The article problematizes recent findings that land reforms are more likely when landed elites break up with an autocrat. I argue that elite splits do not automatically produce redistribution; often, the autocrat must mobilize communities first. Recent research assumes that the population demands land, but cases like Chiapas (in Mexico’s periphery) show that it’s not always the case. Agricultural workers were allied with landlords to defend their livelihood from the revolution, and indigenous communities distrusted outsiders. Mexico City sent teachers to agitate and mobilize for land reform, helping peasants in the complicated legal process. I study Chiapas through process tracing and a difference-in-differences analysis of original microdata on schools and land petitions. This article clarifies when land redistribution is politically possible and contributes to understanding the policy-making process of autocracies and the relationship of public services to regime durability.
“From Resistance to Cooperation: The Effect of Land Redistribution on Literacy in Mexico”
The article studies the long-term effects of land redistribution on literacy rates.

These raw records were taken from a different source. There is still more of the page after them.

PR #1482, opened 2023-05-02
Remove `CMAKE_MACOSX_RPATH`

haampie:
This is ON by default since CMake 3.0


mtl1979:
Should verify with CI, but we deprecated old cmake versions 5 years ago...

nmoinvaz (approved):

mtl1979 (approved):

PR #1487, opened 2023-05-12
Fix pkgcheck and AVX512-VNNI compilation flags

Dead2:
- Fixes for pkgcheck CI jobs.
- Fix AVX512-VNNI compile flags
  CMake required `--mtune=cascadelake`, thus disqualifying some older compilers from compiling with AVX512-VNNI.
  Configure did not specify any mtune flags, likely leading to less optimized AVX512-VNNI builds.
  Both now specify `--mtune=cascadelake` if supported by compiler, otherwise falling back to `--mtune=skylake-avx512`.


Dead2:
@mtl1979 Said he had found some differences in compile flags causing the remaining package check failures.

mtl1979:
This is how I fixed it:
```
diff --git a/configure b/configure
index 1f3ef7a0..77ef2b52 100755
--- a/configure
+++ b/configure
@@ -1570,9 +1570,11 @@ case "${ARCH}" in

             if test ${MTUNE_CASCADELAKE_AVAILABLE} -eq 1; then
                 avx512flag="${avx512flag} -mtune=cascadelake"
+                avx512vnniflag="${avx512vnniflag} -mtune=cascadelake"
             else
                 if test ${MTUNE_SKYLAKE_AVX512_AVAILABLE} -eq 1; then
                     avx512flag="${avx512flag} -mtune=skylake-avx512"
+                    avx512vnniflag="${avx512vnniflag} -mtune=skylake-avx512"
                 fi
             fi
```

configure
```diff
@@ -106,7 +106,7 @@ forcesse2=0
 # For CPUs that can benefit from AVX512, it seems GCC generates suboptimal
 # instruction scheduling unless you specify a reasonable -mtune= target
 avx512flag="-mavx512f -mavx512dq -mavx512bw -mavx512vl"
-avx512vnniflag="-mavx512vnni ${avx512flag}"
+avx512vnniflag="${avx512flag} -mavx512vnni -mtune=cascadelake"
```
mtl1979: Hardcoding the `-mtune` flag here would break older compilers.

Dead2: Yeah, wikichip seemed to suggest cascade lake was the first cpu supporting VNNI, and first gcc release supporting cascade lake also supported VNNI. But wikichip was misleading.
Will have to fix this for cmake as well.

mtl1979: Ice Lake was first Intel CPU to have VNNI instructions. We (currently) use same tuning target for both AVX512 and VNNI.

Dead2: If by currently you mean with this PR then yes. The current develop does not with neither configure nor cmake.

Consider contributing changes to the Microarchitecture support table here: https://en.wikichip.org/wiki/x86/avx512_vnni 😉

configure
```diff
@@ -1570,9 +1570,11 @@ case "${ARCH}" in
 
             if test ${MTUNE_CASCADELAKE_AVAILABLE} -eq 1; then
                 avx512flag="${avx512flag} -mtune=cascadelake"
+                avx512flag="${avx512vnniflag} -mtune=cascadelake"
             else
                 if test ${MTUNE_SKYLAKE_AVX512_AVAILABLE} -eq 1; then
                     avx512flag="${avx512flag} -mtune=skylake-avx512"
+                    avx512flag="${avx512vnniflag} -mtune=skylake-avx512"
```
nmoinvaz, line 1577: Shouldn't this be avx512vnniflag=?

configure
```diff
@@ -1570,9 +1570,11 @@ case "${ARCH}" in
 
             if test ${MTUNE_CASCADELAKE_AVAILABLE} -eq 1; then
                 avx512flag="${avx512flag} -mtune=cascadelake"
+                avx512flag="${avx512vnniflag} -mtune=cascadelake"
```
nmoinvaz, line 1573: Shouldn't this be avx512vnniflag=?

configure
mtl1979: Yes.

configure
mtl1979: Yes.

configure
Dead2: Fix pushed

configure
Dead2: Fix pushed

cmake/detect-intrinsics.cmake
```diff
@@ -100,7 +100,13 @@ macro(check_avx512vnni_intrinsics)
         if(NOT NATIVEFLAG)
             set(AVX512VNNIFLAG "-mavx512f -mavx512dq -mavx512bw -mavx512vl -mavx512vnni")
             if(NOT CMAKE_GENERATOR_TOOLSET MATCHES "ClangCl")
-                set(AVX512VNNIFLAG "${AVX512VNNIFLAG} -mtune=cascadelake")
+                check_c_compiler_flag("-mtune=cascadelake" HAVE_CASCADE_LAKE)
+                if(HAVE_CASCADE_LAKE)
+                    set(AVX512FLAG "${AVX512VNNIFLAG} -mtune=cascadelake")
```
mtl1979, line 105: Wrong variable name here too...

cmake/detect-intrinsics.cmake
```diff
@@ -100,7 +100,13 @@ macro(check_avx512vnni_intrinsics)
...
+                else()
+                    set(AVX512FLAG "${AVX512VNNIFLAG} -mtune=skylake-avx512")
```
mtl1979, line 107: Wrong variable name here too...

PR #1629, opened 2023-12-29
Cancel previously running CI jobs for PR or branch.

nmoinvaz:
I have used this for other projects (work) with a lot of success. It prevents having to go through and cancel CI actions a lot. Plus, we run a TON of CI instances so it prevents a lot of CI usage when pushing many changes in a row.

For more info see https://stackoverflow.com/questions/70928424/limit-github-action-workflow-concurrency-on-push-and-pull-request


Dead2 (approved):
LGTM

PR #1630, opened 2024-01-03
Move C fallback functions into arch/generic [Part 1]

Dead2:
Due to the scope of this cleanup, this also includes a major cleanup of how we use includefiles, and also ended up cleaning up unneeded includefiles and also some incorrect dependency rules in win32 makefiles.

This PR is limited in scope to doing the following:
- Simplify how we use includes
- Move adler32 fallbacks
- Move crc32 fallbacks

Down the line, this will make it more easily possible to make support for compiling zlib-ng without including the C fallback functions. The grouping of these objects can also (depending on linker behavior) slightly improve instruction cache efficiency for the rest of the code, since they will no longer be interspersed between more important (for performance) code.


arch/arm/adler32_neon.c
```diff
@@ -7,8 +7,8 @@
  */
 #ifdef ARM_NEON
 #include "neon_intrins.h"
-#include "../../zbuild.h"
-#include "../../adler32_p.h"
+#include "zbuild.h"
```
nmoinvaz, line 10: I thought we made the decision awhile ago to use relative paths?

nmoinvaz:
Looks good. Not sure if `crc32_braid_c` files needs to be suffixed with `_c`.

arch/arm/adler32_neon.c
Dead2: We did, and it avoided some problems early on.
But I am not sure it was really such a good thing. It does complicate things.

But if you or someone else have compelling arguments against this change, I can be convinced to keep it like it is.

Dead2:
> Looks good. Not sure if `crc32_braid_c` files needs to be suffixed with `_c`.

We still have `crc32_braid.c` in the root folder, so it avoids a conflict. Also I figured perhaps we just slap on the `_c` for all the files that are only for the C-fallback functions. This makes it easier to spot what files those are, and easier to avoid the mistake of adding non-C-fallback code to those files.

Dead2:
@nmoinvaz Btw, the linter doesn't like TABs in Makefiles, but the Makefiles break without TABs. Perhaps separate rules can be made for those files?

nmoinvaz:
Perhaps change lint.yaml to:
```
git config core.whitespace blank-at-eol
```

arch/arm/adler32_neon.c
nmoinvaz: I have no compelling argument for relative paths.

nmoinvaz (approved):

PR #1632, opened 2024-01-04
Remove tab-in-indent rule from lint workflow

nmoinvaz:
Makefiles require using tabs as indents. So we need to remove this rule. The `blank-at-eol` rule is what we care about the most.


Dead2 (approved):

mtl1979 (approved):
LGTM... We should only care about mixing spaces and tabs and that is enabled by default.

PR #1633, opened 2024-01-04
Remove unneeded pointer for functable.longest_match in deflate_slow

nmoinvaz:


mtl1979:
Extra indirection is only useful if the function pointer inside struct can change after initial assignment... I'm pretty sure that would be unlikely and something we shouldn't even try to support.

Dead2 (approved):
LGTM

nmoinvaz:
Actually this was changed in https://github.com/zlib-ng/zlib-ng/commit/321028cde93dac9f47b9b92ad186c4cbffb77cf2. Since we call `functable.force_init`, perhaps it is no longer needed? @KungFuJesus 

I can reopen PR if desired.

Dead2:
Well, now that we do functable intialization during deflate_init, maybe this workaround is no longer needed. Is there any way to reach this code without functable having been initialized?

Dead2:
The only possible route I can think of is possibly via `deflateCopy()`. Not quite sure how deflate interacts with functable after that, and whether this new stream can be passed to a non-forked process or not.

phprus:
@nmoinvaz, @Dead2 

I think this change is safe now.

We cannot transfer ``z_stream`` to another process or save it to a file because it contains pointers to allocated memory.
The only way to get a valid ``z_stream`` in process is to call ``deflateInit``, which calls ``force_init``.

After ``force_init()``, a pointer to the optimized function will be stored in ``longest_match``.

KungFuJesus:
Sorry, somehow I missed this last week.  So long as the function is assigned ahead of time, the extra pointer deref should no longer be necessary.  This was mainly to avoid the added direction through the stub every time.

PR #1634, opened 2024-01-04
Added CI instance for WITH_NATIVE_INSTRUCTIONS.

nmoinvaz:


mtl1979:
I noticed this was missing, but generally trying to detect processor features fails miserably if the code is run inside container or emulator, so this is pretty much useful only for detecting regressions.

Dead2 (approved):
LGTM

PR #1635, opened 2024-01-04
Prefer HAVE_ALIGNED_ALLOC when available in zng_alloc

nmoinvaz:
Added some more helpful comments for people who come across this code. I think people would otherwise skip to `APPLE` and forget that different versions of macOS have other aligned memory functions.

### DIFF
--- a/zutil_p.h
+++ b/zutil_p.h
@@ -16,15 +16,17 @@
 
 /* Function to allocate 16 or 64-byte aligned memory */
 static inline void *zng_alloc(size_t size) {
-#ifdef HAVE_POSIX_MEMALIGN
+#ifdef HAVE_ALIGNED_ALLOC
+    return (void *)aligned_alloc(64, size);  /* Defined in C11 */
+#elif defined(HAVE_POSIX_MEMALIGN)
     void *ptr;
     return posix_memalign(&ptr, 64, size) ? NULL : ptr;
 #elif defined(_WIN32)
     return (void *)_aligned_malloc(size, 64);
 #elif defined(__APPLE__)
-    return (void *)malloc(size);     /* MacOS always aligns to 16 bytes */
-#elif defined(HAVE_ALIGNED_ALLOC)
-    return (void *)aligned_alloc(64, size);
+    /* Fallback for when posix_memalign and aligned_alloc are not available.
+     * On macOS, it always aligns to 16 bytes. */
+    return (void *)malloc(size);
 #else
     return (void *)memalign(64, size);
 #endif
--- a/zutil_p.h
+++ b/zutil_p.h
@@ -17,6 +17,8 @@
 /* Function to allocate 16 or 64-byte aligned memory */
 static inline void *zng_alloc(size_t size) {
 #ifdef HAVE_ALIGNED_ALLOC
+    /* Size must be a multiple of alignment */
+    size = (size + (64 - 1)) & ~(64 - 1);
     return (void *)aligned_alloc(64, size);  /* Defined in C11 */
 #elif defined(HAVE_POSIX_MEMALIGN)
     void *ptr;
--- a/test/test_compare256.cc
+++ b/test/test_compare256.cc
@@ -9,7 +9,7 @@
 
 extern "C" {
 #  include "zbuild.h"
-#  include "zutil_p.h"
+#  include "zutil.h"
 #  include "test_cpu_features.h"
 }
 
@@ -26,11 +26,11 @@ static inline void compare256_match_check(compare256_func compare256) {
     uint8_t *str1;
     uint8_t *str2;
 
-    str1 = (uint8_t *)zng_alloc(MAX_COMPARE_SIZE);
+    str1 = (uint8_t *)PREFIX3(alloc_aligned)(NULL, NULL, 1, MAX_COMPARE_SIZE, 64);
     ASSERT_TRUE(str1 != NULL);
     memset(str1, 'a', MAX_COMPARE_SIZE);
 
-    str2 = (uint8_t *)zng_alloc(MAX_COMPARE_SIZE);
+    str2 = (uint8_t *)PREFIX3(alloc_aligned)(NULL, NULL, 1, MAX_COMPARE_SIZE, 64);
     ASSERT_TRUE(str2 != NULL);
     memset(str2, 'a', MAX_COMPARE_SIZE);
 
@@ -45,8 +45,8 @@ static inline void compare256_match_check(compare256_func compare256) {
             str2[i] = 'a';
     }
 
-    zng_free(str1);
-    zng_free(str2);
+    PREFIX3(free_aligned)(NULL, NULL, str1);
+    PREFIX3(free_aligned)(NULL, NULL, str2);
 }
 
 #define TEST_COMPARE256(name, func, support_flag) \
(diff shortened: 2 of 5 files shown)


zutil_p.h
```diff
@@ -19,12 +19,14 @@ static inline void *zng_alloc(size_t size) {
...
+#elif defined(HAVE_ALIGNED_ALLOC)
+    return (void *)aligned_alloc(64, size);  /* Defined in C11 */
 #elif defined(_WIN32)
     return (void *)_aligned_malloc(size, 64);
 #elif defined(__APPLE__)
-    return (void *)malloc(size);     /* MacOS always aligns to 16 bytes */
-#elif defined(HAVE_ALIGNED_ALLOC)
-    return (void *)aligned_alloc(64, size);
+    /* Fallback for when posix_memalign and aligned_alloc are not available. 
+     * On macOS, it always aligns to 16 bytes. */
```
mtl1979, line 30: I'm not sure if people try to compile zlib-ng with older versions than OS X, but changing the capitalization also change the underlying meaning of the comment. With capital M, it meant any version of the operating system, not just the latest versions.

nmoinvaz: I don't think most people would read that much into the capitalization of the OS name.

Dead2: Actually, I think it might be better to prefer `aligned_alloc()` as the first choice and `posix_memalign()` as second choice.
Not because there is anything wrong with the latter one, but the former is after all part of the C11 standard now, and zlib-ng 2.1.x has C11 as a minimum requirement.

Interestingly windows does not seem to support it, ref: [C11 arriving in MSVC](https://devblogs.microsoft.com/cppblog/c11-and-c17-standard-support-arriving-in-msvc/)
`Due to the nature of the Windows heap, aligned_alloc support is missing. The alternative is to use _aligned_malloc`
Makes me wonder what function we use on windows..

nmoinvaz: > Makes me wonder what function we use on windows..

We use `_aligned_malloc` on Windows.

nmoinvaz: I have updated it so `HAVE_ALIGNED_ALLOC` is very first.

KungFuJesus: Yes, I've always hated the fact that Microsoft never cared to write an allocator that handed out aligned heap allocations that could be freed by normal free.  This causes issues when you expect foreign libraries to take ownership over your allocations and basically forces you to provide a "free" wrapper.  

My guess is on Windows we are using our fallback that just over allocates and returns a pointer to the allocated region.  Windows _does_ have _mm_malloc, likely due to Intel insisting its existence very early on, but unlike the glibc versions of this, it can't be freed by normal "free", it needs "_mm_free".

Dead2: > We use `_aligned_malloc` on Windows.

I skipped right over the `_WIN32` section, didn't I

> I have updated it so HAVE_ALIGNED_ALLOC is very first.

LGTM

nmoinvaz:
Weird OSS-Fuzz CI error, maybe it needs to be re-run.

Dead2:
`AddressSanitizer: invalid alignment requested in aligned_alloc: 64, alignment must be a power of two and the requested size 0xe8 must be a multiple of alignment`

Well, that is annoying.. But it also kind of makes sense, at least when it comes to vector intrinsics.

I guess that bug(?) has been hiding there all along.

nmoinvaz:
Last commit was due to this error on macOS:
```bash
error: use of undeclared identifier 'aligned_alloc'
```

https://developer.apple.com/forums/thread/81413
https://github.com/kcat/openal-soft/issues/311

zutil_p.h
```diff
@@ -16,15 +16,19 @@
 
 /* Function to allocate 16 or 64-byte aligned memory */
 static inline void *zng_alloc(size_t size) {
-#ifdef HAVE_POSIX_MEMALIGN
+#ifdef HAVE_ALIGNED_ALLOC
+    /* Size must be a multiple of alignment */
+    size = (size + (64 - 1)) & ~(64 - 1);
```
Dead2, line 21: I am wondering whether perhaps this should rather be an assert, and each alloc should instead be individually padded to the nearest 64-bytes.
This ensures we always have a 64-byte aligned end to avoid hiding bugs, and a predictable allocation size. Except for macos (maybe we should start using `_aligned_alloc()` and `_aligned_free()` there).

The only problem with either solution is that we end up allocing more memory than before, that will cause warnings in Nginx and require it to be patched, but no other application that we know of hard-codes what we can alloc.

I am wondering whether we should consider moving to always making just a single alloc, and then distribute the needed buffers from that. That would avoid Nginx or any other application needing to optimize away our alloc() syscalls, while also letting us more easily ensure that we always have the needed padding and alignment no matter what platform we are on. This also likely reduces memory usage slightly, because each buffer we delegate starts and ends on a 64-byte boundary, thus packing the allocations together more tightly. Optionally we could also make sure we only 64-align the buffers that need  it, letting the remainder be 16-aligned.
If we go this route, we should perhaps go there directly, to avoid multiple changes that affect external applications like Nginx.

nmoinvaz: > I am wondering whether perhaps this should rather be an assert, and each alloc should instead be individually padded to the nearest 64-bytes.

I think that moves the complexity to other parts of the code, where as right here it is nicely contained. However, in that function, I wouldn't mind moving that particular line of code to affect all `malloc` functions.

> I am wondering whether we should consider moving to always making just a single alloc, and then distribute the needed buffers from that.

Sounds similar to what Linux kernel needs, where it is all located on the stack. But I think the `deflate/inflate` structs have to be allocated differently than the `window`, because the `window` can be resized.

I'm unfamiliar with what Nginx needs. If you want to make a new PR to test some of these ideas out, we can wait on this PR.

Dead2: Nginx makes a single allocation for zlib/zlib-ng (different total allocation size) and then returns parts of that for each alloc call zlib/zlib-ng makes. If zlib/zlib-ng allocates too much, it will log a warning and make another real alloc to avoid failing.
The idea is that it makes nginx spend less cpu-time doing alloc calls, leaving more time for real work, and possibly it is also somewhat beneficial to keep the allocations close wrt cache.

How much that actually helps IDK, but each alloc call has some cost, and that cost is probably even higher now that there are so many cpu mitigations in play. And assuming that is true, then that is something that would be beneficial to other applications as well for reducing zlib init latency (web browsers for example).

Hmm, makes me wonder whether we should have a some kind of google benchmark for deflate-init and inflate-init. That would be useful to make sure we have some way to make sure we don't have regressions in how fast init is completed.

mtl1979: Using asserts unnecessarily in production code is generally frowned upon as assertion failure cause termination of the program. It's very common to allocate a buffer that isn't multiple of 64 bytes, so padding is in my professional opinion better solution. We shouldn't forget that we already pad allocations to make sure optimised instructions can read the very last byte of "real" data without resorting to single byte access.

What comes to nginx, it does the allocation already in incompatible, unsupported, way, and as such we shouldn't care if we break it with any change. Until nginx patches are merged upstream, there is no justification for not just making patches for new nginx versions whenever something changes in zlib-ng.

Dead2:
Will pull this after #1654, since that also changes alloc sizes.

Dead2 (approved):

PR #1637, opened 2024-01-08
Add FAR macro to zlib-compat headers to improve compatibility.

Dead2:
Distros that are starting to use zlib-ng in compat mode are finding compile failures due to the missing FAR macro.
This adds that back as an empty define.

### DIFF
--- a/zconf.h.in
+++ b/zconf.h.in
@@ -116,6 +116,9 @@
 #ifndef ZEXPORTVA
 #  define ZEXPORTVA Z_EXPORTVA
 #endif
+#ifndef FAR
+#  define FAR
+#endif
 
 /* Legacy zlib typedefs for backwards compatibility. Don't assume stdint.h is defined. */
 typedef unsigned char Byte;


mtl1979:
`FAR` was used with 16-bit processors... I remember we added back some other defines for compat mode a while ago, but eventually we should encourage distros to drop support for 16-bit processors. Heck... Soon we drop support for some 32-bit architectures as not all 64-bit operating systems can run 32-bit binaries.

Dead2:
@mtl1979 This is not due to distros, but due to old applications that use zlib and still expect the FAR define to exist (even while not really needing it anymore). One known example is minizip.
Distros are currently adding their own patches to add FAR into zlib-ng, so better that we do it upstream to avoid fragmentation and frustration.

mtl1979:
> @mtl1979 This is not due to distros, but due to old applications that use zlib and still expect the FAR define to exist (even while not really needing it anymore). One known example is minizip. Distros are currently adding their own patches to add FAR into zlib-ng, so better that we do it upstream to avoid fragmentation and frustration.

Adding some things upstream is often the best solution... But we really should investigate if `FAR` is the very last one missing, or is there more that old applications, that we really should support, still need...

nmoinvaz (approved):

Development economists have observed that land redistribution in rural societies reduces education enrollments because family farms employ child labor. I argue that this is not necessarily the case; it depends on how land reform is implemented. I study the early expansion of public education in Mexico and propose that peasant communities responded with more enthusiasm to schools when they received land from the hands of teachers. Empirically, I use process tracing and original microdata to compare two federative states, Chiapas and Oaxaca. In Chiapas, teachers participated in property redistribution so that land grants positively affected literacy in the following decade. In contrast, land grants negatively affected Oaxaca, where teachers did not participate.